Auctioneers are pinning their hopes on "über-collectors" to help London's summer art sales top last year's $1bn (£660m) total when the series kicks off later this month.

Estimates from Christie's, Sotheby's and smaller rivals such as Phillips and Bonhams for sales over the next few weeks show that the paintings, sculptures and furniture under the hammer are on course to defy a sluggish global economy again this year.

The top two houses have put some of their most expensive works, worth more than £192m, on public show until Tuesday at their Mayfair galleries, hoping that pre-sale exhibitions might inspire impulse-buying from serious collectors making the London stop on the art trail.
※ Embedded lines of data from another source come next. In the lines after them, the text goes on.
PR #700, opened 2017-09-08
When editing issue only update changed properties

### LINKED ISSUE #641: Editing only issue labels/milestones displays edited text in header
spectacle zu3326

The underlined text is what appears on issues even though I didn't modify issue's body or title. It doesn't appear when adding labels from the web interface.

Tunous:
Closes #641

### DIFF
--- a/github-api/src/main/java/org/eclipse/egit/github/core/service/IssueService.java
+++ b/github-api/src/main/java/org/eclipse/egit/github/core/service/IssueService.java
@@ -641,31 +641,41 @@ public class IssueService extends GitHubService {
 	protected Map<Object, Object> createIssueMap(Issue issue, boolean newIssue) {
 		Map<Object, Object> params = new HashMap<Object, Object>();
 		if (issue != null) {
-			params.put(FIELD_BODY, issue.getBody());
-			params.put(FIELD_TITLE, issue.getTitle());
+			String body = issue.getBody();
+			if (body != null) {
+				params.put(FIELD_BODY, body);
+			}
+
+			String title = issue.getTitle();
+			if (title != null) {
+				params.put(FIELD_TITLE, title);
+			}
+
 			List<User> assignees = issue.getAssignees();
 			if (assignees != null) {
 				List<String> assigneeLogins = new ArrayList<String>();
-				for (User assignee : assignees)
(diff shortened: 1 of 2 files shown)


github-api/src/main/java/org/eclipse/egit/github/core/service/IssueService.java
```diff
@@ -47,7 +30,24 @@
...
+import static org.eclipse.egit.github.core.client.IGitHubConstants.CHARSET_UTF8;
+import static org.eclipse.egit.github.core.client.IGitHubConstants.SEGMENT_COMMENTS;
+import static org.eclipse.egit.github.core.client.IGitHubConstants.SEGMENT_EVENTS;
+import static org.eclipse.egit.github.core.client.IGitHubConstants.SEGMENT_ISSUES;
+import static org.eclipse.egit.github.core.client.IGitHubConstants.SEGMENT_LEGACY;
+import static org.eclipse.egit.github.core.client.IGitHubConstants.SEGMENT_REACTIONS;
+import static org.eclipse.egit.github.core.client.IGitHubConstants.SEGMENT_REPOS;
+import static org.eclipse.egit.github.core.client.IGitHubConstants.SEGMENT_SEARCH;
+import static org.eclipse.egit.github.core.client.PagedRequest.PAGE_FIRST;
+import static org.eclipse.egit.github.core.client.PagedRequest.PAGE_SIZE;
```
maniac103: Reordering seems unneeded (yes, I agree it's annoying, I just want to keep the diff to the original bindings as small as possible).

Tunous: Every single time before I commit I view whole diff and check if there is anything that I've missed, yet I still manage to always get these import changes unnoticed.

I probably have a checkbox to auto organize them enabled in a commit dialog... Will check and fix that later 😆

(I wish there was an option to use different styling rules per module in AS)

Tunous: Fixed and disabled the checkbox so I shouldn't make that mistake again.

maniac103:
Thanks for the fixup :)

PR #701, opened 2017-09-08
Readme: Update F-Droid button

dimqua:


Tunous:
F-droid has an official link as described [here](https://gitlab.com/fdroid/artwork/blob/master/badge/README.md), but it appears to be broken so I'm accepting this.

Thanks 👍

PR #707, opened 2017-09-08
Make README collapsible

### LINKED ISSUE #532: Option to collapse readme's
From https://github.com/slapperwan/gh4a/issues/233#issuecomment-68443773.

Tunous:
Closes #532


Tunous:
Preview

maniac103:
Maybe collapse by default and do lazy loading (that is, load on expand?)

Tunous:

Christie's, the world's biggest auctioneers, has a star lot that is a price-on-request (estimated to be about £14.7m) diptych by the late 20th-century American painter Jean-Michel Basquiat, and a painting by Wassily Kandinsky, which could set a lifetime record for the Russian Expressionist if it sells north of that price. Its top estimate is £15.9m.

Sotheby's has Claude Monet's Le Palais Contarini with a top estimate of £19.92m as well as paintings by the 18th-century French artist Claude-Joseph Vernet (£4.94m) and David Hockney (£2.95m).
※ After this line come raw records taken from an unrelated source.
PR #715, opened 2017-09-10
Implement multiple tasks feature for issues

### LINKED ISSUE #710: Issue detail screen: enhancement
Wouldn't it be comfortable to have a button leading to **repository** home page, when looking at an issue? 

I often have the need to jump from issue to code ...

Tunous:
Closes #710

### DIFF
--- a/app/src/main/java/com/gh4a/activities/IssueActivity.java
+++ b/app/src/main/java/com/gh4a/activities/IssueActivity.java
@@ -16,18 +16,22 @@
 package com.gh4a.activities;
 
 import android.app.Activity;
+import android.app.ActivityManager;
 import android.content.Context;
 import android.content.DialogInterface;
 import android.content.Intent;
 import android.net.Uri;
+import android.os.Build;
 import android.os.Bundle;
 import android.os.Handler;
+import android.support.annotation.NonNull;
 import android.support.annotation.StringRes;
 import android.support.design.widget.AppBarLayout;
 import android.support.design.widget.CoordinatorLayout;
 import android.support.v4.app.Fragment;
 import android.support.v4.app.FragmentManager;
 import android.support.v4.content.Loader;
+import android.support.v4.util.ObjectsCompat;
 import android.support.v7.app.ActionBar;
 import android.support.v7.app.AlertDialog;
 import android.view.LayoutInflater;
@@ -49,6 +53,7 @@ import com.gh4a.loader.LoaderCallbacks;
 import com.gh4a.loader.LoaderResult;
 import com.gh4a.utils.ApiHelpers;
 import com.gh4a.utils.IntentUtils;
+import com.gh4a.utils.TaskUtils;
 import com.gh4a.utils.UiUtils;
 import com.gh4a.widget.BottomSheetCompatibleScrollingViewBehavior;
 import com.gh4a.widget.IssueStateTrackingFloatingActionButton;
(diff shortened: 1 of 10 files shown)


app/src/main/java/com/gh4a/activities/IssueActivity.java
```diff
@@ -61,16 +66,36 @@
...
+                .putExtra(EXTRA_INITIAL_COMMENT, initialComment);
+    }
+
+    public static void startTask(Context context, String login, String repoName, int number,
+            IntentUtils.InitialCommentMarker initialComment) {
+        Intent intent = makeIntent(context, login, repoName, number, initialComment);
+        TaskUtils.startMatchingOrNewTask(context, intent, new TaskUtils.IntentMatcher() {
+            @Override
+            public boolean matches(@NonNull Bundle a, @NonNull Bundle b) {
+                b.setClassLoader(getClass().getClassLoader());
```
Tunous: This was needed to solve `NoClassDefFoundError` crashes when trying to read extras from task intent. It has something to do with `IntentUtils.InitialCommentMarker` but I found no other solutions.

You can replicate that crash by:
1. Comment out this line
2. Go to issue from news feed
3. Use recents to go back to news feed
4. Go to the same issue again

app/src/main/java/com/gh4a/activities/IssueActivity.java
```diff
@@ -113,17 +138,33 @@ protected void onResultReady(Boolean result) {
...
 
         ActionBar actionBar = getSupportActionBar();
-        actionBar.setTitle(getString(R.string.issue) + " #" + mIssueNumber);
+        String title = getString(R.string.issue) + " #" + mIssueNumber;
+        actionBar.setTitle(title);
         actionBar.setSubtitle(mRepoOwner + "/" + mRepoName);
         actionBar.setDisplayHomeAsUpEnabled(true);
 
+        if (Build.VERSION.SDK_INT >= Build.VERSION_CODES.LOLLIPOP) {
+            // TODO: Better handle activity titles
```
Tunous: We might want to add a method for initializing this inside of BaseActivity after intent extras are read. It would then use getActivityTitle() to setup TaskDescription. But I'm not sure if this will be needed in all the other activities that won't be launched in separate tasks...

app/src/main/java/com/gh4a/activities/IssueListActivity.java
```diff
@@ -330,6 +330,7 @@ public void onActivityResult(int requestCode, int resultCode, Intent data) {
                 Intent intent = IssueActivity.makeIntent(this, mRepoOwner, mRepoName,
                         issue.getNumber());
                 startActivityForResult(intent, REQUEST_ISSUE_AFTER_CREATE);
+                // TODO: Handle this
```
Tunous: I'd also like to have IssueEditActivity launched as a separate task when you are creating a new one (not when editing). But I'm not sure how to solve communication back to here.

app/src/main/java/com/gh4a/fragment/EventListFragment.java
```diff
@@ -368,15 +366,28 @@ public void onCreateContextMenu(ContextMenu menu, View v, ContextMenuInfo menuIn
 
         } else if (Event.TYPE_ISSUES.equals(eventType)) {
             IssuesPayload payload = (IssuesPayload) event.getPayload();
-            int issueNumber = payload.getIssue().getNumber();
+            final int issueNumber = payload.getIssue().getNumber();
             menu.add(getString(R.string.menu_issue, issueNumber))
-                    .setIntent(IssueActivity.makeIntent(getActivity(), repoOwner, repoName, issueNumber));
+                    .setOnMenuItemClickListener(new MenuItem.OnMenuItemClickListener() {
```
Tunous: This whole if block should get refactored. I also want to add some missing action and improve naming. But that's for another pull request so I think it's ok to leave these 2 new listeners like this for now.

app/src/main/java/com/gh4a/resolver/PullRequestDiffCommentLoadTask.java
```diff
@@ -83,6 +83,7 @@ protected Intent run() throws Exception {
                         false, mMarker);
             }
         } else {
+            // TODO: Handle this situation
```
Tunous: No ideas how to have this one launched inside of new task...

maniac103:
Superseded by #784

Alongside the Old Masters and modern and fine art, auction houses have included precious objects such as a Georgian coffee pot expected to become the most expensive piece of English silverware ever sold and a 15th-century Virgil manuscript, as well as collectibles such as a watch worn by James Bond in Thunderball and previously unreleased Bob Dylan lyrics.

London, popular with Russian tycoons who have homes in the capital and Middle Eastern buyers just a mid-haul flight away, will also offer sculptures, from antiquities to Alberto Giacometti, Henry Moore and Elisabeth Frink, as well as fine Louis XIV furniture.

A jewelled automaton silkworm and a pair of Louis XVI vases are among the 80 works chosen by Sotheby's for public display, along with a 17th-century El Greco painting and a 1927 piece by Piet Mondrian.